# TASK BRIEF
What is the number of lines in these entries that contain "recent"? State it alone.

# DATA
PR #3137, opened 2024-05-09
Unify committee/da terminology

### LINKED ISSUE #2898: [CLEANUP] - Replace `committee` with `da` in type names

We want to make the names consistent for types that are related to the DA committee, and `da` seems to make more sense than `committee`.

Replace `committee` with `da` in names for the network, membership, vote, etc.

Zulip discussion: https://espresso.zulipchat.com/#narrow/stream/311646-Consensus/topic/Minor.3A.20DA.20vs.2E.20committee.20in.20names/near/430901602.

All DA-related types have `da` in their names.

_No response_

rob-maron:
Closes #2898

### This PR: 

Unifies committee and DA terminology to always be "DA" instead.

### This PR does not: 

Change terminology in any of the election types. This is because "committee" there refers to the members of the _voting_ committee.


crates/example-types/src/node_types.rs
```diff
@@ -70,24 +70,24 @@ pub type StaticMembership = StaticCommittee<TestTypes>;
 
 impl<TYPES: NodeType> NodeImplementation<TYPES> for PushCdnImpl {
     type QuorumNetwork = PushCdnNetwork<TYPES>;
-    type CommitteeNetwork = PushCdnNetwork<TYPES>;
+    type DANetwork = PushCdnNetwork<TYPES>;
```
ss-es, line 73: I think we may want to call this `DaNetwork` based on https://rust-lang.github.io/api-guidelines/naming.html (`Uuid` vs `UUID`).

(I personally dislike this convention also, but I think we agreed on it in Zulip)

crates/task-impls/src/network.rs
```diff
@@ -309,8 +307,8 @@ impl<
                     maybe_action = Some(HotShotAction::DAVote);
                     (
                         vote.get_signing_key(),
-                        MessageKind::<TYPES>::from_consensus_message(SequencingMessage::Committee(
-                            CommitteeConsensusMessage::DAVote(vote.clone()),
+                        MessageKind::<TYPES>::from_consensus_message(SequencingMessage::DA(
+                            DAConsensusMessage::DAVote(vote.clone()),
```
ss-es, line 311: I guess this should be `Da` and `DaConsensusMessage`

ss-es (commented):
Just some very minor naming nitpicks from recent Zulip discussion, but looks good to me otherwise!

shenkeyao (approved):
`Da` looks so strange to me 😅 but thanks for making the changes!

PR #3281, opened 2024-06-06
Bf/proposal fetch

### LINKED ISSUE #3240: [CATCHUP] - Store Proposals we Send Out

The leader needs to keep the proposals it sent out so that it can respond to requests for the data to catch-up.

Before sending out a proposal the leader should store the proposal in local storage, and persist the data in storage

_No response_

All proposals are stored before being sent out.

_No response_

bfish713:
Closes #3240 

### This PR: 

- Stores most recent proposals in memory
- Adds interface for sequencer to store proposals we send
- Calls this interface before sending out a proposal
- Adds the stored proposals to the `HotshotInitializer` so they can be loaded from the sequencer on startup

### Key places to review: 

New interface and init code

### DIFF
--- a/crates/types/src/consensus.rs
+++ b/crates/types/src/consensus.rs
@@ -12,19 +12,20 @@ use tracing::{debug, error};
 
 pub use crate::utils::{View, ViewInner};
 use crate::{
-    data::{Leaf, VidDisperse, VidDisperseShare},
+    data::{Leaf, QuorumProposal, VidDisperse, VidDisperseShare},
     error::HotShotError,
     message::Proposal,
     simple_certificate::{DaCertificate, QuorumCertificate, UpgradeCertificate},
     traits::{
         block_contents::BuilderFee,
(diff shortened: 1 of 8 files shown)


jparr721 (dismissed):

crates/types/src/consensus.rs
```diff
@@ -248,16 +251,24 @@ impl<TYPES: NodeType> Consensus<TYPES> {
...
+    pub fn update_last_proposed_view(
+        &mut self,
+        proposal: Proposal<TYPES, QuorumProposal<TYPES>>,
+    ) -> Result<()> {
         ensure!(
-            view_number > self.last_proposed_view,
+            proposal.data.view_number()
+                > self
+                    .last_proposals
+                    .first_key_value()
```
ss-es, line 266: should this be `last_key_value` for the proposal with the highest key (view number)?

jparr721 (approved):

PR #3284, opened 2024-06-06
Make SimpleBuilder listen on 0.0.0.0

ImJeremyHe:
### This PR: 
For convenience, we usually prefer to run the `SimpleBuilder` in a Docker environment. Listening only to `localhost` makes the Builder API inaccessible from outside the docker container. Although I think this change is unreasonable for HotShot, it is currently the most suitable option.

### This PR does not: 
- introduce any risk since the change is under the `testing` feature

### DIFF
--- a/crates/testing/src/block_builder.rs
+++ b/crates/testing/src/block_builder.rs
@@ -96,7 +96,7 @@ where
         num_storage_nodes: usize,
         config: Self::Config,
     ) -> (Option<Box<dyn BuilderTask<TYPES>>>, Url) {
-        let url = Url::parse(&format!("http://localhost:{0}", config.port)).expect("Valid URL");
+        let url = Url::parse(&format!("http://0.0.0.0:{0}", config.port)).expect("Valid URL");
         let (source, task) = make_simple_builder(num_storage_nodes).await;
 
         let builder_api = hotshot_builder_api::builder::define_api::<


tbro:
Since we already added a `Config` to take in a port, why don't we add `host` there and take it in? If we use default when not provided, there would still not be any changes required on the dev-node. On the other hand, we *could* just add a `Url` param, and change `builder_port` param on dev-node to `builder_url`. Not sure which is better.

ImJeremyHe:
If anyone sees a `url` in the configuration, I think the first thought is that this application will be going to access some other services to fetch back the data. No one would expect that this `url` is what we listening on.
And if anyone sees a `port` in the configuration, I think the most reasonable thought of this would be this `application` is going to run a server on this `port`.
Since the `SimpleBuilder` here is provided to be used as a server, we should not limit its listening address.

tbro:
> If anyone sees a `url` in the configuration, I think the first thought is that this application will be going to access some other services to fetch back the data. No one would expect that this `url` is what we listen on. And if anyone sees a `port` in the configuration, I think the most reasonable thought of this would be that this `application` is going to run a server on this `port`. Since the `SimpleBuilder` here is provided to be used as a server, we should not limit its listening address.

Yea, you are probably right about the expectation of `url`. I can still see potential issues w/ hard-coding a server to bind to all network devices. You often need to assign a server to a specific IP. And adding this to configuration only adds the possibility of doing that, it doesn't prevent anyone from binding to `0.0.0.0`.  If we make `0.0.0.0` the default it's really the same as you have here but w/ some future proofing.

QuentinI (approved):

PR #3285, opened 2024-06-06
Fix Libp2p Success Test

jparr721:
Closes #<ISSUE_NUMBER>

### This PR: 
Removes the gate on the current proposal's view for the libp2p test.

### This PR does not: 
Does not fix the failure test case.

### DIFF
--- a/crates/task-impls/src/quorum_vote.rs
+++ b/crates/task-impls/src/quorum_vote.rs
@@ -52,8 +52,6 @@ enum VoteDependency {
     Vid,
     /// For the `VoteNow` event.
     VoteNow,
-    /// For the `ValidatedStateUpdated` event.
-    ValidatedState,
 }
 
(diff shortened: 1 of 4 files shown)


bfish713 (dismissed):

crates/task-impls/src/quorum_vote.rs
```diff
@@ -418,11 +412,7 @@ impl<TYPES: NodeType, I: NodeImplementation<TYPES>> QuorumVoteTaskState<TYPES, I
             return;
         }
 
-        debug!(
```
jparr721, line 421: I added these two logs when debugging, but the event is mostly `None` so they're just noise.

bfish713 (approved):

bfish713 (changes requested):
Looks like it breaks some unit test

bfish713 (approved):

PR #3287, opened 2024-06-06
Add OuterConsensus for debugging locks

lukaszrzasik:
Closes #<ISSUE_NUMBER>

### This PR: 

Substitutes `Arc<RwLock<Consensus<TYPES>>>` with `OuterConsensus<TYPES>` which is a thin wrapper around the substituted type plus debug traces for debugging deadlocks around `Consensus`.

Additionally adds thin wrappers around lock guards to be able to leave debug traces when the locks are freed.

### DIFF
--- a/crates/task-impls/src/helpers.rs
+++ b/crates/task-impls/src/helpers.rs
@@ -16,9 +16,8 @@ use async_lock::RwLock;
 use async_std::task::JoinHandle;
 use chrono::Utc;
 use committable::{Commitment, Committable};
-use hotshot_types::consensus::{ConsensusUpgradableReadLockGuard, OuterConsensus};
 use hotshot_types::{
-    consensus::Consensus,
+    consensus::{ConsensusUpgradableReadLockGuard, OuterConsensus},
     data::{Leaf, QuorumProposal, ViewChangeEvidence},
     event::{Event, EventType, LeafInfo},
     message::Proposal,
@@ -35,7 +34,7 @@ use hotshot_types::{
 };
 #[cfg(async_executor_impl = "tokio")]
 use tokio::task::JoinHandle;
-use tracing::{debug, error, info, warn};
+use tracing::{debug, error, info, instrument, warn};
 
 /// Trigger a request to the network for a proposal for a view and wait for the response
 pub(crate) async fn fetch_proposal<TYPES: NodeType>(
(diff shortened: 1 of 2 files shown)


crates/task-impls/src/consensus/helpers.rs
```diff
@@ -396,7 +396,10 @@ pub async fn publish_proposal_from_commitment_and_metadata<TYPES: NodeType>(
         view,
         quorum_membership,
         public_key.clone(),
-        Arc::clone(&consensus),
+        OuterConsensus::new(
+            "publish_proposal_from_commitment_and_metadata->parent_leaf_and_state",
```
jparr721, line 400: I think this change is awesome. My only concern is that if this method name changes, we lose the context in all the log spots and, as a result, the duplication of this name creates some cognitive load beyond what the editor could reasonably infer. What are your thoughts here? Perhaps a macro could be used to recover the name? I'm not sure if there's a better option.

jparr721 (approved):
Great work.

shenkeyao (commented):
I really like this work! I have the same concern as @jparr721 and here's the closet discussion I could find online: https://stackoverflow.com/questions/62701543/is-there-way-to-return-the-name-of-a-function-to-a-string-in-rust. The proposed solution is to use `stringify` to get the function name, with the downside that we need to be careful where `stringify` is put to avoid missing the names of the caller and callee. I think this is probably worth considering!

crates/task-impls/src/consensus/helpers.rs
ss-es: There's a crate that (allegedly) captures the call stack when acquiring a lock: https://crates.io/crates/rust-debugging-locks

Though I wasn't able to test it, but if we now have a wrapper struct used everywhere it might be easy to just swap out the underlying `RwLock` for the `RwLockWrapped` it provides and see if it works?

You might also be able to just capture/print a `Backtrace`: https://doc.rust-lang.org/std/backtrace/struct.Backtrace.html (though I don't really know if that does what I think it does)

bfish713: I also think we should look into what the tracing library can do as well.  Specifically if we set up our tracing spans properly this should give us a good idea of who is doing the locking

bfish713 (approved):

--

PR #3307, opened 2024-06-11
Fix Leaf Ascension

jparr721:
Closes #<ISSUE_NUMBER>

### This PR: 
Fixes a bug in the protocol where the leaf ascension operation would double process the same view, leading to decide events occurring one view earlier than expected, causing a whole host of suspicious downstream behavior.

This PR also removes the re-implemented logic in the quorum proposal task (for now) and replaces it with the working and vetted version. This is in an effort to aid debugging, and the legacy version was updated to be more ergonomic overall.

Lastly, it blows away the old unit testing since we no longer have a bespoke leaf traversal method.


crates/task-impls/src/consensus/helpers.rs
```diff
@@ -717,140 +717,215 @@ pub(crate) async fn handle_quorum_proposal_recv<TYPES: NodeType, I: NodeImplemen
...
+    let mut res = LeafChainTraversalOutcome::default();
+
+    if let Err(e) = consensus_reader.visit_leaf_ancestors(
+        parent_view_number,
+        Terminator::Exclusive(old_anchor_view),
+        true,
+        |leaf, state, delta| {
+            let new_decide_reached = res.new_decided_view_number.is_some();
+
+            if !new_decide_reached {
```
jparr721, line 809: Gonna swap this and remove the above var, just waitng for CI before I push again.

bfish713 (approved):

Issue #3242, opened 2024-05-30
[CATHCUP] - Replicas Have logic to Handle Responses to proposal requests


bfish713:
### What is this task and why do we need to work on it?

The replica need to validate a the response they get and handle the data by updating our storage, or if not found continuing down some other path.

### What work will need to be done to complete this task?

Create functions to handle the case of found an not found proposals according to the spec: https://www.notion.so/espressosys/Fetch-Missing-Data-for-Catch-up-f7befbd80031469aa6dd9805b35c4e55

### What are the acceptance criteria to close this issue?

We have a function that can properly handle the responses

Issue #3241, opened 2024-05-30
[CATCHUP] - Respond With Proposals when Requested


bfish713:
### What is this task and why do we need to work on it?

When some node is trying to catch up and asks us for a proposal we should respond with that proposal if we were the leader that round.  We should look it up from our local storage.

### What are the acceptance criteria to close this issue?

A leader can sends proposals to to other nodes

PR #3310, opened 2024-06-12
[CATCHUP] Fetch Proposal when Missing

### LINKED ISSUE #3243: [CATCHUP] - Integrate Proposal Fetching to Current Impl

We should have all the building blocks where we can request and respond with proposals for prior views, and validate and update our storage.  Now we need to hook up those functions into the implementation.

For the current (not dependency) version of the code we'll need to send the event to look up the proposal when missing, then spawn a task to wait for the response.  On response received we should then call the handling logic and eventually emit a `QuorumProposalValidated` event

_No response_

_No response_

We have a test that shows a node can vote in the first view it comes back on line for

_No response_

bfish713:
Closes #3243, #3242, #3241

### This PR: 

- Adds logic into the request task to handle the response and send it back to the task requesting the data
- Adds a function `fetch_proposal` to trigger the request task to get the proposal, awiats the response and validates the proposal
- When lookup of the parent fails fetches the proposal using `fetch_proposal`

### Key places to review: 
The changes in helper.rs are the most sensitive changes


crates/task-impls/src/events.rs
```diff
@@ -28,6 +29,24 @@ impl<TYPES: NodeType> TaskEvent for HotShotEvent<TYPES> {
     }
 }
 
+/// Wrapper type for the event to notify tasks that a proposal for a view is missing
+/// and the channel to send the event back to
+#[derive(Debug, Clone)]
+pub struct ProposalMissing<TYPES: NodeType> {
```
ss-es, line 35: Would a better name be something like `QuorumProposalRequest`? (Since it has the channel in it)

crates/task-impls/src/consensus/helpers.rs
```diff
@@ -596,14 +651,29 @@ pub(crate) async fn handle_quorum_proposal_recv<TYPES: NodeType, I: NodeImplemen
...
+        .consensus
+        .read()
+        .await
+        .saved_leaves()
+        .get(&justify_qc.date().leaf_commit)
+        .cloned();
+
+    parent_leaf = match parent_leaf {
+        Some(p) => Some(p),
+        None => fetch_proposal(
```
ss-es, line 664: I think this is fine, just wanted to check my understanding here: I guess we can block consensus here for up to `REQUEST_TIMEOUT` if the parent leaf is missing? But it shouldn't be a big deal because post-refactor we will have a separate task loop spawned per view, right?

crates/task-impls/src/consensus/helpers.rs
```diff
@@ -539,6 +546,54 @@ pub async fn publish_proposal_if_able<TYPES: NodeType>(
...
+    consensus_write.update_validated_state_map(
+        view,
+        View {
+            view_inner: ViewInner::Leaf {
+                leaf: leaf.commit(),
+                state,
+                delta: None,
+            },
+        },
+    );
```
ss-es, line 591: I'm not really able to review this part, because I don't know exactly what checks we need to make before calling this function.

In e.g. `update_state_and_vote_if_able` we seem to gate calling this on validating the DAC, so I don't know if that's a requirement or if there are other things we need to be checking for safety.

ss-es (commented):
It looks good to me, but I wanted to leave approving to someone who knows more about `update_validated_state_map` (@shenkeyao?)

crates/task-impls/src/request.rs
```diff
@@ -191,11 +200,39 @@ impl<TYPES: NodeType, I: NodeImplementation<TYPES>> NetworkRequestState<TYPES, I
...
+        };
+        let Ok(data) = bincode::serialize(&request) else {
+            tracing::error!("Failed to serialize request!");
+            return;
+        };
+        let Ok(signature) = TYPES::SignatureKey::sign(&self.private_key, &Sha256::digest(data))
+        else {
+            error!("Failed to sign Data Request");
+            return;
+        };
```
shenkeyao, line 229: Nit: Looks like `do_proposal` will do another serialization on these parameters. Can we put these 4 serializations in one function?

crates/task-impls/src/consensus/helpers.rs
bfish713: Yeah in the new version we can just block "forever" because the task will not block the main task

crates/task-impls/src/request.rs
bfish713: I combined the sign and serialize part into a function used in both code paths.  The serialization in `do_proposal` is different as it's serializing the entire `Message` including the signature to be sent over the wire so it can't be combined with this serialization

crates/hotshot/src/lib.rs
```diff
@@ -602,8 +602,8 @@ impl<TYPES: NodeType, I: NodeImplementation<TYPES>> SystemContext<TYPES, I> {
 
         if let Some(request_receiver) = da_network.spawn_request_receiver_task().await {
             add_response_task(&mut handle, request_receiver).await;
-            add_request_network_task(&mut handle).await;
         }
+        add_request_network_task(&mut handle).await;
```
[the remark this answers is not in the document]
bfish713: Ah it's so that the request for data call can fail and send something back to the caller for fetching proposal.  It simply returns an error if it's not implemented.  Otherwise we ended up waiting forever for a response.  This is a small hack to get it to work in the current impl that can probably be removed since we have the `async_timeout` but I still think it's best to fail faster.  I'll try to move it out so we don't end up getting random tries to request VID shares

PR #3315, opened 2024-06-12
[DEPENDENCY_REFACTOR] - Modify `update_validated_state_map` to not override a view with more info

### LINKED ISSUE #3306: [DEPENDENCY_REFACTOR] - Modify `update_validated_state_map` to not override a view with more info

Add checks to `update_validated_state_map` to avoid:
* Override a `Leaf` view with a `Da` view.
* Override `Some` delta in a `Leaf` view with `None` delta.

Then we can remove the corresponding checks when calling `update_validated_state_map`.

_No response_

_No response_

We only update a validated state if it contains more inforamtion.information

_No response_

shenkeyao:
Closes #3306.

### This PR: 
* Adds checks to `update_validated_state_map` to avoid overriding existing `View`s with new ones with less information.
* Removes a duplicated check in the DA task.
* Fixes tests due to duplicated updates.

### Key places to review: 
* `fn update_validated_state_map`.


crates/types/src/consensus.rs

# ANSWER TO THE PROBLEM
2